Estate of Kadin v. Bennett

163 A.D.2d 308 | N.Y. App. Div. | 1990

Proceeding pursuant to CPLR article 78, inter alia, to review a determination of the respondent Board of Standards and Appeals of the City of New York, dated November 15, 1988, which denied the petitioner’s appeal from a stop-work order issued by the Commissioner of the New York City Department of Buildings.

Adjudged that the petition is granted, on the law, without costs or disbursements, to the extent that the determination is annulled, and the matter is remitted to the respondent Board of Standards and Appeals of the City of New York, for a new determination consistent herewith.

The Commissioner of the Department of Buildings of the respondent City of New York issued a stop-work order on the construction of a building owned by the petitioner on the ground that its building permit had been revoked. The petitioner appealed this determination claiming that it had acquired a vested right to continue the construction. The respon*309dent Board of Standards and Appeals of the City of New York (hereinafter the Board) determined, in relevant part, that the issue of whether the petitioner had acquired a vested right was to be decided by the Supreme Court. However, "[s]ubject to court review of their decisions, administrative officers and boards charged with the duty of enforcing zoning regulations may properly determine claims of vested rights” in the first instance (Matter of G. M. L. Land Corp. v Foley, 20 AD2d 645, 646, affd 14 NY2d 823).
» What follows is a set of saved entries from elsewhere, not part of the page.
PR #599, opened 2025-12-08
[intentv2]: Solver Selection

seunlanlege:
Introduces a solver selection mechanism, this involves a session key added to the order which can authorize a selected solver to fill an order after order auctions take place.

The "client" will sign a message, authorizing a specific solver's solution, while the protocol keeps the surplus as revenue

### DIFF
--- a/evm/src/modules/IntentGatewayV2.sol
+++ b/evm/src/modules/IntentGatewayV2.sol
@@ -624,10 +624,8 @@ contract IntentGatewayV2 is HyperApp {
             address token = address(uint160(uint256(order.output.assets[i].token)));
             uint256 requestedAmount = order.output.assets[i].amount;
 
-            // Verify that solver's output matches the order output token and beneficiary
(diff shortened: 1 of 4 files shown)


evm/src/modules/IntentGatewayV2.sol
```diff
@@ -538,73 +542,141 @@ contract IntentGatewayV2 is HyperApp {
...
+                if (msgValue < solverAmount) revert InsufficientNativeToken();
 
-                // Send amount after fee to beneficiary
-                (bool sent, ) = beneficiary.call{value: amount}("");
+                // Send requested amount to beneficiary
+                (bool sent, ) = beneficiary.call{value: requestedAmount}("");
                 if (!sent) revert InsufficientNativeToken();
 
-                msgValue -= amount;
+                msgValue -= solverAmount;
```
Wizdave97: Shouldn't we subtract `requestedAmount` here?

Contrary to the respondents’ further contention, New York City Zoning Resolution § 11-331 does not codify or abolish the common-law doctrine of vested rights. The common-law doctrine is a broader consideration than that posited in that section of the resolution, which confines itself to whether or not certain physical stages of construction relating to excavation and the foundation have been completed. While the general standard in determining vested rights is substantial construction and substantial expenditure made prior to the effective date of the zoning amendment (see, Matter of Putnam Armonk v Town of Southeast, 52 AD2d 10, 14-15), unlike New York City Zoning Resolution § 11-331, ”[t]here is no fixed formula which measures the content of all the circumstances whereby a party is said to possess 'a vested right’ ”. Rather, it is a term which sums up a determination that the facts of the case render it inequitable that the State impede the individual from taking certain action (Matter of Lefrak Forest Hills Corp. v Galvin, 40 AD2d 211, 218, affd 32 NY2d 796, cert denied sub nom. Baum v Lefrak Forest Hills Corp., 414 US 1004). Each case must be determined according to its own circumstances. We therefore remit the matter to the Board for a new determination.

The petitioner’s remaining contentions are either without merit or not properly before us. Lawrence, J. P., Kunzeman, Rubin and Rosenblatt, JJ., concur.